PR #6423, opened 2025-02-05
6410 next of kin name

### LINKED ISSUE #6355: Show next of kin column in patient list

Per Chris:

Image

Show column with next of kin name. 2, for first and last names, or just one? If 2 columns, should there be 2 filters?

### LINKED ISSUE #6410: Quick add patient from `Next of Kin` selector

per @richardmoizeau 

When adding/editing a patient, there is `Next of kin` field. However, it only lists existing patients. This is a bit of hassle if you are adding a new patient, and their next of kin is also not yet in the system. Have to navigate away, add that patient, and come back.

Proposing quick add button here:

Image

Could open a modal that just accepts the min fields required to add a patient

## Considerations

Probably has to be the whole patient UI schema, because we won't know which fields are required on custom patient. Maybe we can at least get away with putting this all in one modal, rather than the two separate steps?

Main concern is whether we would need the central lookup step too? And how we would piece that flow together. How bad is it to end up with an occasional duplicated patient (particularly if they are in the system as a next of kin)?

Sounds like this is needed for 2.6, so adding `needs refinement` and `needs design` for how can we get a quick but robust solution for this! We can iterate in future but don't want to cause data issues!

## Alternatives

- Don't make next of kin a patient at all! Instead use the OG `next_of_kin_relative` field, which is just a text field. Expose this on name to continue to allow ease of filtering
  - Means no linking for any patients

lache-melvin:
Fixes #6410
Fixes #6355

# 👩🏻‍💻 What does this PR do?

Support plain text entry of next of kin name. Using existing SearchWithUserSource component, thanks Clemens 🔥 

Base patient input now looks like this:
Screenshot 2025-02-05 at 1 38 31 PM

You can either search for existing patient, and matching options are available for you to select:
Screenshot 2025-02-05 at 1 38 47 PM
Screenshot 2025-02-05 at 1 38 51 PM

Or type in plain text:
Screenshot 2025-02-05 at 1 39 07 PM

This means we store linked patient name ID if selected, or just a name for faster entry.

Updates report for just `next of kin` field:
Screenshot 2025-02-05 at 1 42 33 PM

(Note, phone now looks at the patient's own phone field. Idea is that if a country specific implementation needs the next of kin phone, we can change the label in the custom patient schema, and populate from selected next of kin if there!)

Also added Next of Kin column to patient list bc it was easy and I wanted to check everything was coming through good :)
Screenshot 2025-02-05 at 1 41 30 PM

# 🧪 Testing

- [ ] Be using the default OMS patient schema
- [ ] Create/edit 2 patients
- [ ] First one - search for another existing patient to be the next of kin
  - [ ] Correct options appear, selecting on disables the input and shows the name
  - [ ] Save/refresh, it persists
- [ ] Second one - type in some name and don't select a matching patient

**WORK TO COMPLETE**
Retype the entries. Every line must match exactly.

**RESPONSE BELOW**
PR #6423, opened 2025-02-05
6410 next of kin name

### LINKED ISSUE #6355: Show next of kin column in patient list

Per Chris:

Image

Show column with next of kin name. 2, for first and last names, or just one? If 2 columns, should there be 2 filters?

### LINKED ISSUE #6410: Quick add patient from `Next of Kin` selector

per @richardmoizeau 

When adding/editing a patient, there is `Next of kin` field. However, it only lists existing patients. This is a bit of hassle if you are adding a new patient, and their next of kin is also not yet in the system. Have to navigate away, add that patient, and come back.

Proposing quick add button here:

Image

Could open a modal that just accepts the min fields required to add a patient

## Considerations

Probably has to be the whole patient UI schema, because we won't know which fields are required on custom patient. Maybe we can at least get away with putting this all in one modal, rather than the two separate steps?

Main concern is whether we would need the central lookup step too? And how we would piece that flow together. How bad is it to end up with an occasional duplicated patient (particularly if they are in the system as a next of kin)?

Sounds like this is needed for 2.6, so adding `needs refinement` and `needs design` for how can we get a quick but robust solution for this! We can iterate in future but don't want to cause data issues!

## Alternatives

- Don't make next of kin a patient at all! Instead use the OG `next_of_kin_relative` field, which is just a text field. Expose this on name to continue to allow ease of filtering
  - Means no linking for any patients

lache-melvin:
Fixes #6410
Fixes #6355

# 👩🏻‍💻 What does this PR do?

Support plain text entry of next of kin name. Using existing SearchWithUserSource component, thanks Clemens 🔥 

Base patient input now looks like this:
Screenshot 2025-02-05 at 1 38 31 PM

You can either search for existing patient, and matching options are available for you to select:
Screenshot 2025-02-05 at 1 38 47 PM
Screenshot 2025-02-05 at 1 38 51 PM

Or type in plain text:
Screenshot 2025-02-05 at 1 39 07 PM

This means we store linked patient name ID if selected, or just a name for faster entry.

Updates report for just `next of kin` field:
Screenshot 2025-02-05 at 1 42 33 PM

(Note, phone now looks at the patient's own phone field. Idea is that if a country specific implementation needs the next of kin phone, we can change the label in the custom patient schema, and populate from selected next of kin if there!)

Also added Next of Kin column to patient list bc it was easy and I wanted to check everything was coming through good :)
Screenshot 2025-02-05 at 1 41 30 PM

# 🧪 Testing

- [ ] Be using the default OMS patient schema
- [ ] Create/edit 2 patients
- [ ] First one - search for another existing patient to be the next of kin
  - [ ] Correct options appear, selecting on disables the input and shows the name
  - [ ] Save/refresh, it persists
- [ ] Second one - type in some name and don't select a matching patient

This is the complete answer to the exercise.